◆ DATASET EXCERPTS ◆
PR #242, opened 2022-06-16
Schedule method for removal

CiaranOMara:
I'm unsure whether this suggestion is a good way to go about planned deprecation. The idea is that if removal is forgotten or missed, the method won't occur in the v2 API. What do you think?

cc: @jakobnissen

### DIFF
--- a/src/longsequences/constructors.jl
+++ b/src/longsequences/constructors.jl
@@ -46,7 +46,7 @@ Base.empty(::Type{T}) where {T <: LongSequence} = T(UInt[], UInt(0))
 
 # Constructors from other sequences
 
-@static if VERSION < v"2"
+@static if VERSION < v"4"
     # TODO: Remove this method, since the user can just slice
     LongSequence(s::LongSequence, xs::AbstractUnitRange{<:Integer}) = s[xs]
 end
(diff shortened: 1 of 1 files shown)


jakobnissen:
Good idea - but we're already on V3, so it should be `@static if VERSION < v"4"` :)

src/longsequences/constructors.jl
```diff
@@ -45,9 +45,12 @@ Base.empty(::Type{T}) where {T <: LongSequence} = T(UInt[], UInt(0))
 (::Type{T})() where {T <: LongSequence} = empty(T)
 
 # Constructors from other sequences
-# TODO: Remove this method, since the user can just slice
-LongSequence(s::LongSequence, xs::AbstractUnitRange{<:Integer}) = s[xs]
 
+@static if VERSION < v"2"
```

◆ TASK ◆
Work through the data line by line and state how many lines have the string "this"; add nothing else.

◆ EXERCISE OUTPUT ◆
3